Stored data entries
------------------------------------------------------------
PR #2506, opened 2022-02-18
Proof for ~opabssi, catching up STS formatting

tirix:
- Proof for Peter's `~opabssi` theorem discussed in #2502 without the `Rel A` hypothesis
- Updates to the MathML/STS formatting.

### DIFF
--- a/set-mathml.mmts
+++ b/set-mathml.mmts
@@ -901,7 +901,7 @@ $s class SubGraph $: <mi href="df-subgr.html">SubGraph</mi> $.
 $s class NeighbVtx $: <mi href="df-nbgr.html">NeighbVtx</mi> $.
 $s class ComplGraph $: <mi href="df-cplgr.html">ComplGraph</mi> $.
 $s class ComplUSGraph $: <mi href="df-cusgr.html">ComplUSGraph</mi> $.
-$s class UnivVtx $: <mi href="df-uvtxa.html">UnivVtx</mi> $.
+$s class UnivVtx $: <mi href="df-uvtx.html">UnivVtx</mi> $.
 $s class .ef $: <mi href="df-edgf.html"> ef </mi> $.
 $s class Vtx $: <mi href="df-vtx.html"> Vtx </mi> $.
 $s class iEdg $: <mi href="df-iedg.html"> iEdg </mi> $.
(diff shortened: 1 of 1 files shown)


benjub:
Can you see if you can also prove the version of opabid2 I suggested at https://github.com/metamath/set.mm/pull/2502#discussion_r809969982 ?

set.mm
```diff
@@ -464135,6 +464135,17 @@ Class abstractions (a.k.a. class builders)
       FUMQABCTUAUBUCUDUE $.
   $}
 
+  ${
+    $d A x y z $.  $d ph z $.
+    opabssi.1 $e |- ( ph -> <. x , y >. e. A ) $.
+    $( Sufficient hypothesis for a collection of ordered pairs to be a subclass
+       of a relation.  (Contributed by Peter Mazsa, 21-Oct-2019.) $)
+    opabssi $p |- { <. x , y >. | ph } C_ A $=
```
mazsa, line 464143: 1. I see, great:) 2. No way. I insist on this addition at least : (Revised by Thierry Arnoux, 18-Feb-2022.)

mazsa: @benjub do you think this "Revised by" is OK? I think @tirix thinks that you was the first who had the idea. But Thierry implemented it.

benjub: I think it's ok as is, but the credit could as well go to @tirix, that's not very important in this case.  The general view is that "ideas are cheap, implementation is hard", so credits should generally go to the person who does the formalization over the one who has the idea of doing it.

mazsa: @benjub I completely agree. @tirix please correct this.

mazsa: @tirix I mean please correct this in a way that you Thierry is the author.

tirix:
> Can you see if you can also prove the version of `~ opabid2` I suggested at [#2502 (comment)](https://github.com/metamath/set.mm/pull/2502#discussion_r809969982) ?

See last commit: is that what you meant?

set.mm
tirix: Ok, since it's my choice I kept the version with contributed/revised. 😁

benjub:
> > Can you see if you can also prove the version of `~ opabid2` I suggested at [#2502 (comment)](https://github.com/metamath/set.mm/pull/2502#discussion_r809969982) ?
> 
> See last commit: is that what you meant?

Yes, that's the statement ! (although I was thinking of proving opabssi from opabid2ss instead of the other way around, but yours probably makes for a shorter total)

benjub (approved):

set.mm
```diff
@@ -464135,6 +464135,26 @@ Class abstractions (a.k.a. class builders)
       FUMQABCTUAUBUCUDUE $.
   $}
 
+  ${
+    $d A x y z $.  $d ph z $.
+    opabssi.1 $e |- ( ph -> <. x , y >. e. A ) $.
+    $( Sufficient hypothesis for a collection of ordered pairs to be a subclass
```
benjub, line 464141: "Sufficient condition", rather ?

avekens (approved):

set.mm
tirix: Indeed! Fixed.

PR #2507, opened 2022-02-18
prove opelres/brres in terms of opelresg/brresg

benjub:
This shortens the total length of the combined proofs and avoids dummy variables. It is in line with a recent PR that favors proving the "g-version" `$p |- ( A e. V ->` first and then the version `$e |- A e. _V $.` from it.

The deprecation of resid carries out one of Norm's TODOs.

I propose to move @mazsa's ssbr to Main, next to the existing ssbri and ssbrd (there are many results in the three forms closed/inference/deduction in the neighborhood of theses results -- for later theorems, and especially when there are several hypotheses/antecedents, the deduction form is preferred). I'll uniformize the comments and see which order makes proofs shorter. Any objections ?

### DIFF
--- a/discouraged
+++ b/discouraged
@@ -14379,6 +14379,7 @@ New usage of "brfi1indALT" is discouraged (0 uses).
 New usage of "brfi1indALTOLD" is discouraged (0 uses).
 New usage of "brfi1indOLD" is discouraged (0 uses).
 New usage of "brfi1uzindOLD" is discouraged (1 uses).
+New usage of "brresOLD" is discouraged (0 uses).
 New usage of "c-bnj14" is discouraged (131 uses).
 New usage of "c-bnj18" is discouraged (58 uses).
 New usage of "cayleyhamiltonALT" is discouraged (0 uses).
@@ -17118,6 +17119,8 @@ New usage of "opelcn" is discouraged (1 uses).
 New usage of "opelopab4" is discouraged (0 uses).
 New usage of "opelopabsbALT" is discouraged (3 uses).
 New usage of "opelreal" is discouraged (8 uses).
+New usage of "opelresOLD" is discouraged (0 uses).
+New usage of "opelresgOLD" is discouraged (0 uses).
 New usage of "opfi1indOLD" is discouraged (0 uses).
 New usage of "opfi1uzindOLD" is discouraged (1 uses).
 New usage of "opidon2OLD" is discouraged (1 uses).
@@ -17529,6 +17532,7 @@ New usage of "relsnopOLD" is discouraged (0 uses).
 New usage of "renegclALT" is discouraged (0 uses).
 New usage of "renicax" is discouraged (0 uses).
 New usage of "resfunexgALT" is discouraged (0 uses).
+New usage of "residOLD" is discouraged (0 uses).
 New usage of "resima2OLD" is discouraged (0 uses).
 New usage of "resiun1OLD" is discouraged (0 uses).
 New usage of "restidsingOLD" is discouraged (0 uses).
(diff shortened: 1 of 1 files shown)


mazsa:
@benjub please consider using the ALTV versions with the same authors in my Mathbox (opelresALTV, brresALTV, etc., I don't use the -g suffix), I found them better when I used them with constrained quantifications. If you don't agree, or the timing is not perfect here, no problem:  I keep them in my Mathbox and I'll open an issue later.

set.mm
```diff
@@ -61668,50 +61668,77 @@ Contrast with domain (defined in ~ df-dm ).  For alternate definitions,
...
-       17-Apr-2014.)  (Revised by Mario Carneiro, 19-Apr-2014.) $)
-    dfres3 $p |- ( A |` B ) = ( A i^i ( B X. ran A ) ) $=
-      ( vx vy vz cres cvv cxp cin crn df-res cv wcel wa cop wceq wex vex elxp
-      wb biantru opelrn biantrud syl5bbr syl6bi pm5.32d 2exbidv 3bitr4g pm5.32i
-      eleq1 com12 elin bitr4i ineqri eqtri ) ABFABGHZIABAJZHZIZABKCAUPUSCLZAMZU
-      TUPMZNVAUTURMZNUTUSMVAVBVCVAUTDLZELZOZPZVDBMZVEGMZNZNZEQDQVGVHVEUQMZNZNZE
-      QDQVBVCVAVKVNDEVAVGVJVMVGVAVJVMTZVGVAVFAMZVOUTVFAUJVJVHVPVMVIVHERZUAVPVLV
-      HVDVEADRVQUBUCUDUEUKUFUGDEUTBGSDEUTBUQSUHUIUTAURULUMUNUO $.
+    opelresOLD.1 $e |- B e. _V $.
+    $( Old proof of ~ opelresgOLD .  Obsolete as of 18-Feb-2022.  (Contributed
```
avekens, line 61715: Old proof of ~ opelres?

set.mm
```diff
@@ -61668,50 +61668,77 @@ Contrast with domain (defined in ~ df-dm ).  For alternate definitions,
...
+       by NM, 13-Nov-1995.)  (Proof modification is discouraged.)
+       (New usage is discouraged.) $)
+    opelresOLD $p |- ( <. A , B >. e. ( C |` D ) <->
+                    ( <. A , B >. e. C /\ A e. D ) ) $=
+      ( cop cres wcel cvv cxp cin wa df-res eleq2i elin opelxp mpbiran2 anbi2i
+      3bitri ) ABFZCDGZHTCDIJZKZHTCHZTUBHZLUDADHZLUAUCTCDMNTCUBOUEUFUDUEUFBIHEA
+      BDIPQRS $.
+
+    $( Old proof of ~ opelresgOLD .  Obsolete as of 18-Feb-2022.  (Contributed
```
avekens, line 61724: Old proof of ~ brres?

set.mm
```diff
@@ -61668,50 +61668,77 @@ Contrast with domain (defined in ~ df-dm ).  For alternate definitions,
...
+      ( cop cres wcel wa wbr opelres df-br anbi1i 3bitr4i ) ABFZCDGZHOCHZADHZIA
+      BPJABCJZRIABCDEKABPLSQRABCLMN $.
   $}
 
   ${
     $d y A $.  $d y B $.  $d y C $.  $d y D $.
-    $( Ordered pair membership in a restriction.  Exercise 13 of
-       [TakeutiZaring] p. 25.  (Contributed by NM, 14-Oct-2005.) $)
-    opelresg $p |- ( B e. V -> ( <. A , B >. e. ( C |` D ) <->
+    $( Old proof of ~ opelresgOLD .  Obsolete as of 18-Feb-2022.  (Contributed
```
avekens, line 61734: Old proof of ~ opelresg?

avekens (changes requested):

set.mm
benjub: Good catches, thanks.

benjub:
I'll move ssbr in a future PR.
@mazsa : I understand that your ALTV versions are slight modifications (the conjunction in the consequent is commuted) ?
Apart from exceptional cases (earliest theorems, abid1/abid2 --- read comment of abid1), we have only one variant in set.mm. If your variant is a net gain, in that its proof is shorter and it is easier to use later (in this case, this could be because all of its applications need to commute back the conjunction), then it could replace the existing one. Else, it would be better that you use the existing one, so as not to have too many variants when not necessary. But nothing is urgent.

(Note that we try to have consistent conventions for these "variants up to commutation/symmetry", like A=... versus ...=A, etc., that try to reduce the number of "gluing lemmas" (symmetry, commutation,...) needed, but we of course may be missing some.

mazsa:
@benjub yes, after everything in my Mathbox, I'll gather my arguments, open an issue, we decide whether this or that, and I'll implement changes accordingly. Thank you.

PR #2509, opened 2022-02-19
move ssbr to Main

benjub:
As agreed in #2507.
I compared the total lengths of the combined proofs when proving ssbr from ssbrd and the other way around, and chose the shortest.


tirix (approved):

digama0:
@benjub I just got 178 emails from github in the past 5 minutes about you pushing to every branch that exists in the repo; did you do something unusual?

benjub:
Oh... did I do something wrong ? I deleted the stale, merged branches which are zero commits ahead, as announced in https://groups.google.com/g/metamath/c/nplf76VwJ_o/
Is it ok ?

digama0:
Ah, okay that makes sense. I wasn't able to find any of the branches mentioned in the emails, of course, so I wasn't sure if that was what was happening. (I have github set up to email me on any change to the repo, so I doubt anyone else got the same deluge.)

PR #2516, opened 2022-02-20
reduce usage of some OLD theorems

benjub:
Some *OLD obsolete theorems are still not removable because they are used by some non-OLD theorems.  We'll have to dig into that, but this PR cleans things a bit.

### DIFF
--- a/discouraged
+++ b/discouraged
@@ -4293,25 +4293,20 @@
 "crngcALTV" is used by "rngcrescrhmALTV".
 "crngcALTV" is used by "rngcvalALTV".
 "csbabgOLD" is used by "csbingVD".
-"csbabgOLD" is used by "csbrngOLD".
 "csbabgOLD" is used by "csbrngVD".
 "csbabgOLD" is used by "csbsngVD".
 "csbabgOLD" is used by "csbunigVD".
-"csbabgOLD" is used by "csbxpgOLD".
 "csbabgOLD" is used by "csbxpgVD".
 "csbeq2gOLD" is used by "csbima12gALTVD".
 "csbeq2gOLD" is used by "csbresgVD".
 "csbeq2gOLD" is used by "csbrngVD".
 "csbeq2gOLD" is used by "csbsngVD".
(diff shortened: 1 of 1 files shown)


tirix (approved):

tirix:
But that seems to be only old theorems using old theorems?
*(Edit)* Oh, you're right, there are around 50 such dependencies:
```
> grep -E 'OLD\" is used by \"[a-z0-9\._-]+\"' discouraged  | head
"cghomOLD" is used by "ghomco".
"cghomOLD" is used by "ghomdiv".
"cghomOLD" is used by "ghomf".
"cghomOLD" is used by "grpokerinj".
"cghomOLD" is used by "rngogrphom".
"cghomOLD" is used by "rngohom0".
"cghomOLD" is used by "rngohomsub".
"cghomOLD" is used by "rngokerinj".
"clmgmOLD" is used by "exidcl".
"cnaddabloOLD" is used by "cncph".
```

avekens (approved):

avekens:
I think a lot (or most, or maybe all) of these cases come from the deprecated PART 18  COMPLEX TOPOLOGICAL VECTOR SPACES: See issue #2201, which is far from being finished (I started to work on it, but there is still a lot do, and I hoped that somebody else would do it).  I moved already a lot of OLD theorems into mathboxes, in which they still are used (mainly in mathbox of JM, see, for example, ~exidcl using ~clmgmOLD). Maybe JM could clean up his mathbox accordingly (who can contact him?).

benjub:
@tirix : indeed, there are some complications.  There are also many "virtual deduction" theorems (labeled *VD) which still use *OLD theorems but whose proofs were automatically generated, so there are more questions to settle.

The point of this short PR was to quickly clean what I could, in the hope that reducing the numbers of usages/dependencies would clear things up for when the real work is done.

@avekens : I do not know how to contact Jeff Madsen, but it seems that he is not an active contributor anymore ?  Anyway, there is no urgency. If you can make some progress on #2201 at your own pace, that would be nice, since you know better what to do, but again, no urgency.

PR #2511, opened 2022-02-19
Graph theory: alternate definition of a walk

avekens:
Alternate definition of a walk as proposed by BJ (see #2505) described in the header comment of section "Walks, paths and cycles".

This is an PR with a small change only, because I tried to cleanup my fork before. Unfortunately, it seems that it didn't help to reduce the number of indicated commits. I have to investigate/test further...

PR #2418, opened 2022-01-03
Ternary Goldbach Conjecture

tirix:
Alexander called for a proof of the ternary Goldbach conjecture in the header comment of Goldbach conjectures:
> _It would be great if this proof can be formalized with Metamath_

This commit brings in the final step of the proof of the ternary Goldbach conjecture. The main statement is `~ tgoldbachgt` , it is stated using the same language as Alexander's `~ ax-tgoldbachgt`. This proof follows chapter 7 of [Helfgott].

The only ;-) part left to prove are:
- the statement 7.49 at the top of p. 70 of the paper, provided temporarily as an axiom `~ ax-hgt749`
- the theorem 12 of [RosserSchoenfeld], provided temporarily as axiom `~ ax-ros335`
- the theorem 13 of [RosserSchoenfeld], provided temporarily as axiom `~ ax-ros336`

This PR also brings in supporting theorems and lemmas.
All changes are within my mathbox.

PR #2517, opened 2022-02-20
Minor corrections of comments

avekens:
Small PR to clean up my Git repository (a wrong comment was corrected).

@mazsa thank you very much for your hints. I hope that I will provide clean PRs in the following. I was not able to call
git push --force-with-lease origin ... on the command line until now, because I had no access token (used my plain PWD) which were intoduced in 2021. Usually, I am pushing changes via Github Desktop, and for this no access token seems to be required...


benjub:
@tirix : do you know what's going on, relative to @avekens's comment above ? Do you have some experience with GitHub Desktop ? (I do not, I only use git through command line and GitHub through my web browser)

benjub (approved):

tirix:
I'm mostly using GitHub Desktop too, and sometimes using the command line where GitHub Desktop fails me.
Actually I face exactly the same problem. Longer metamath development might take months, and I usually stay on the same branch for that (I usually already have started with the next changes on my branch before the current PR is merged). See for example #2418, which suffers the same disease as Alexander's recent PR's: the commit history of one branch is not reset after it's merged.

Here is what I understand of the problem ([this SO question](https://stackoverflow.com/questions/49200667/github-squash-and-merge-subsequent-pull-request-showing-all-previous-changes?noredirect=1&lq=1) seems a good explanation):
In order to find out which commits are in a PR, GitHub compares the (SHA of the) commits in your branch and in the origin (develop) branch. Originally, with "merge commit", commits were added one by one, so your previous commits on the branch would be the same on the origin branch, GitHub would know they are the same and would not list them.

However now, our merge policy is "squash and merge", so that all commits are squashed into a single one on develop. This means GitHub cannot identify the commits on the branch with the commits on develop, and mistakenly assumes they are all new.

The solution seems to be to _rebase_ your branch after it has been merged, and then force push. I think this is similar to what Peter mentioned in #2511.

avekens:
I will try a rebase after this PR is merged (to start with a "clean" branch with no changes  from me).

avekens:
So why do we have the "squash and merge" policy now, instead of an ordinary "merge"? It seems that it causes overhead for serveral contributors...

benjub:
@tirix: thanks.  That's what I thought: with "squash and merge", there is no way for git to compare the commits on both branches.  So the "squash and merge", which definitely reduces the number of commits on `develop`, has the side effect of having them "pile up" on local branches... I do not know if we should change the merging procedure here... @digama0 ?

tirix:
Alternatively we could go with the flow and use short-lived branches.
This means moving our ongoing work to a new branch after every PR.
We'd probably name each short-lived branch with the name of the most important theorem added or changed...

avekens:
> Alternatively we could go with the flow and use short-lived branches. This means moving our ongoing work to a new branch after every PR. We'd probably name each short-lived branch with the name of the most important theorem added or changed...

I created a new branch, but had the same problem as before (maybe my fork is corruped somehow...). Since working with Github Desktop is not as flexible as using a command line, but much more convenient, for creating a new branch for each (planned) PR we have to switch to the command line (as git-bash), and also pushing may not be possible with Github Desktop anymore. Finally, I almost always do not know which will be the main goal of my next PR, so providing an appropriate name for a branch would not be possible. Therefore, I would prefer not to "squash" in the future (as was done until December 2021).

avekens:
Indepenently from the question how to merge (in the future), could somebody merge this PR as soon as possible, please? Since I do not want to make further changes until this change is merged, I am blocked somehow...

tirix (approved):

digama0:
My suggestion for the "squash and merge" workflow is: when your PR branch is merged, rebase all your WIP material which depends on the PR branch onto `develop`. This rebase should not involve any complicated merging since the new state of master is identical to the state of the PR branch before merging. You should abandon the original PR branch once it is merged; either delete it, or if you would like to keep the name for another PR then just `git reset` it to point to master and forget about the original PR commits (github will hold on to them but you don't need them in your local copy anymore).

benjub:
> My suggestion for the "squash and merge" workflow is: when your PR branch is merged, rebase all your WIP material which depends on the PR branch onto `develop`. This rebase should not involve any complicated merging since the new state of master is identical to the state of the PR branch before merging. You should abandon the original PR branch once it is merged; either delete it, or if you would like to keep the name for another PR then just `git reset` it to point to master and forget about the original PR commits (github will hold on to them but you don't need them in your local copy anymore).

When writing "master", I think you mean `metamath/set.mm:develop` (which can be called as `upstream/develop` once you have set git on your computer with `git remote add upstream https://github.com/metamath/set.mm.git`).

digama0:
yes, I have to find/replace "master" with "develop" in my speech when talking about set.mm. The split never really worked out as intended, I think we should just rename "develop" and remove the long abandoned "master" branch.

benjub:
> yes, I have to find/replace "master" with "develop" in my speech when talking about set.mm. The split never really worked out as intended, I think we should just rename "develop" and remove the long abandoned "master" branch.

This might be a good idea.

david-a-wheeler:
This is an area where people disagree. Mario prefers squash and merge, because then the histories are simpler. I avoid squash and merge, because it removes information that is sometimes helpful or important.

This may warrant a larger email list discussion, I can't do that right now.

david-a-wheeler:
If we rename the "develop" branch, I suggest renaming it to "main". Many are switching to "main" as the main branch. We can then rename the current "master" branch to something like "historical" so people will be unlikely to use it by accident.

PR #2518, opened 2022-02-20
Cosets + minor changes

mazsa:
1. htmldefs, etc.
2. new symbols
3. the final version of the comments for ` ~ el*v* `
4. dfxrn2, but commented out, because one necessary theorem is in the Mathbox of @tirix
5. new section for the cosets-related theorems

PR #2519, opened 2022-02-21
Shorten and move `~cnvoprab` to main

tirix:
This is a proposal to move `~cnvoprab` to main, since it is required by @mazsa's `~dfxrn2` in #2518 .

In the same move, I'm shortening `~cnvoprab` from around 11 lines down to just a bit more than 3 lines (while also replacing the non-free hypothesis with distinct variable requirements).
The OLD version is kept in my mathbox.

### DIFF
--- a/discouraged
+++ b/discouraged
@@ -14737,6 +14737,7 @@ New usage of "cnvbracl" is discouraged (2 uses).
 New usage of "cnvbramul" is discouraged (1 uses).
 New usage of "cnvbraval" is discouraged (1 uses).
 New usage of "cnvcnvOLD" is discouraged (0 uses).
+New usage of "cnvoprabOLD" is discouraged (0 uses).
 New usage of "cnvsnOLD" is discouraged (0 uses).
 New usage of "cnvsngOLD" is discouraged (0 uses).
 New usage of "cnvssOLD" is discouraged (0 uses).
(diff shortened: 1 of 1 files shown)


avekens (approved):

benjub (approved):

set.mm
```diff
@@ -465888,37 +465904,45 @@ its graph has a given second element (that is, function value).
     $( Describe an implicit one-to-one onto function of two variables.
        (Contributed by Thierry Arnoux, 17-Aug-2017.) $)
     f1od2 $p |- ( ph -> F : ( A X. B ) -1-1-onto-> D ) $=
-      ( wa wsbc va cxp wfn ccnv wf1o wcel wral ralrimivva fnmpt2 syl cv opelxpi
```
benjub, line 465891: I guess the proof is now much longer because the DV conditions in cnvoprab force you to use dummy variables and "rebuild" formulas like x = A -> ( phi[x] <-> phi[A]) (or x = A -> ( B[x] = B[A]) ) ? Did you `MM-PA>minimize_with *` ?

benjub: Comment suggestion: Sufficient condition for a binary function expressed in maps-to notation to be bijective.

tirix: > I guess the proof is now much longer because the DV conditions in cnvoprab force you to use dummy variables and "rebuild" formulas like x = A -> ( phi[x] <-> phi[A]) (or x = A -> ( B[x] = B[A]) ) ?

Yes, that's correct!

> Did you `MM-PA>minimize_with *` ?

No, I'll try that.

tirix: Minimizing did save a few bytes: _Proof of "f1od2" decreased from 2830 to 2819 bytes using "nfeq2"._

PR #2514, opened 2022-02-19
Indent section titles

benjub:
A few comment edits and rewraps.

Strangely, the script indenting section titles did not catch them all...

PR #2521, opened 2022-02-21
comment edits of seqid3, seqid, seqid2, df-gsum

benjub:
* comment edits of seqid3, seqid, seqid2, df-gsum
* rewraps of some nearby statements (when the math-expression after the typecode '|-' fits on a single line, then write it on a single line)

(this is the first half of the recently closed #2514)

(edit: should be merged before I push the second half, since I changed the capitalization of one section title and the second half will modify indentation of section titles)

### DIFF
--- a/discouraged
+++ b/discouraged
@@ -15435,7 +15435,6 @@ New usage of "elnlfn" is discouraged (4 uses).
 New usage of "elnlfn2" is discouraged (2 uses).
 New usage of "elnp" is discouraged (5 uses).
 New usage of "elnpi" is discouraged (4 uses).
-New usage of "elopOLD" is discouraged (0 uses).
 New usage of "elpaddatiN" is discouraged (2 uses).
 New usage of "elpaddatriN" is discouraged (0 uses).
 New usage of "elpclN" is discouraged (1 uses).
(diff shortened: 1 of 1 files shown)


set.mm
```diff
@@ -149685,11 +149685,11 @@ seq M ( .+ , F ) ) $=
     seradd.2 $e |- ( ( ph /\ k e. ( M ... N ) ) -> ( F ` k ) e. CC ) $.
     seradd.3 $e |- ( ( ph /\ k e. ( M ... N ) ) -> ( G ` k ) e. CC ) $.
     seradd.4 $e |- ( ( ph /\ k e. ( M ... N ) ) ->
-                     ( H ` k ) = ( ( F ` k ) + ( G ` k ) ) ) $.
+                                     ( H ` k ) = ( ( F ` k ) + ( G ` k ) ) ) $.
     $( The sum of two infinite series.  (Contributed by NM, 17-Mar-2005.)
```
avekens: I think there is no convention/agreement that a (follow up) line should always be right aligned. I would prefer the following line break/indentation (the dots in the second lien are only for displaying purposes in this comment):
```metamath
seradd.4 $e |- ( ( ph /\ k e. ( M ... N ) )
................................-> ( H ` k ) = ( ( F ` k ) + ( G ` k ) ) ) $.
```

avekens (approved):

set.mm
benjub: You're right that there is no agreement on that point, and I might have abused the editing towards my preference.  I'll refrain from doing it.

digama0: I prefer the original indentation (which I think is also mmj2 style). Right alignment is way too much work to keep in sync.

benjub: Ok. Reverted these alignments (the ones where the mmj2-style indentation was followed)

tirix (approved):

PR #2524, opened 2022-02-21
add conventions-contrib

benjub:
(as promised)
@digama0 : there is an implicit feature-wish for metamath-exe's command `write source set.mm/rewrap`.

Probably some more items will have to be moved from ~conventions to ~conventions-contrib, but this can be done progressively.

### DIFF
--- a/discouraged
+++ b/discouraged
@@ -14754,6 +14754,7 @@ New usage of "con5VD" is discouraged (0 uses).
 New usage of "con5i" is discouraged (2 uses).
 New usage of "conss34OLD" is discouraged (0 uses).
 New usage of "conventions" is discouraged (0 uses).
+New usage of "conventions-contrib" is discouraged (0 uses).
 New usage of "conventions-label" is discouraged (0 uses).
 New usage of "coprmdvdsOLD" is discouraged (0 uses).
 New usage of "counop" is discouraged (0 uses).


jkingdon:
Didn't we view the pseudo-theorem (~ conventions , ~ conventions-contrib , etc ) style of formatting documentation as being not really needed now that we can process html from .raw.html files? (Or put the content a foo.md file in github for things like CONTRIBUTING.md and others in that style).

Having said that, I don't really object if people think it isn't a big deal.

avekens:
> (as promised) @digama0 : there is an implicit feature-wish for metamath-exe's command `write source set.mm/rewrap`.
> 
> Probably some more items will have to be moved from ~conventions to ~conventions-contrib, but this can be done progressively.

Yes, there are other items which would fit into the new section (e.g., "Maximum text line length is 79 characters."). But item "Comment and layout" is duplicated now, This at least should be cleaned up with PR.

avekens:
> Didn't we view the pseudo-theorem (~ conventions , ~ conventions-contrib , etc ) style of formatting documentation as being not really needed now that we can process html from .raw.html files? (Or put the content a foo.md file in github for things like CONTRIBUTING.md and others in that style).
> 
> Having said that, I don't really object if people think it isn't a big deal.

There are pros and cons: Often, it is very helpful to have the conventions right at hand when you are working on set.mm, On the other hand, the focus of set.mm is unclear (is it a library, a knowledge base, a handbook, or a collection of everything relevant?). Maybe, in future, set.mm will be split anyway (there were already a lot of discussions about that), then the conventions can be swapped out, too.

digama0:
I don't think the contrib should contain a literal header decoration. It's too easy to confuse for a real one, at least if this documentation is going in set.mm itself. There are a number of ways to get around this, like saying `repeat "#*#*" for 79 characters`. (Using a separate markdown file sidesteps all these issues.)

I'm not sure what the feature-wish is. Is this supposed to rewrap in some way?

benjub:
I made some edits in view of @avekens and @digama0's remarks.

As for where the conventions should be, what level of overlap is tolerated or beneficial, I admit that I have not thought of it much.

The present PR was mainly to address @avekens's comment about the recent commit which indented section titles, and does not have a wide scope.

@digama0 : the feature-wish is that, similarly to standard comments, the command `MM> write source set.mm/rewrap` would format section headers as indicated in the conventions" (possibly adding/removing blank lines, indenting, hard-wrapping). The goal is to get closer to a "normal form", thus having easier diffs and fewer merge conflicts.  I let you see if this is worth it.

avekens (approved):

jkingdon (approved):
------------------------------------------------------------
Exercise requirements: Bring together all lines of the entries above in which the string "further" occurs.

Completed task:
This is an PR with a small change only, because I tried to cleanup my fork before. Unfortunately, it seems that it didn't help to reduce the number of indicated commits. I have to investigate/test further...
Indepenently from the question how to merge (in the future), could somebody merge this PR as soon as possible, please? Since I do not want to make further changes until this change is merged, I am blocked somehow...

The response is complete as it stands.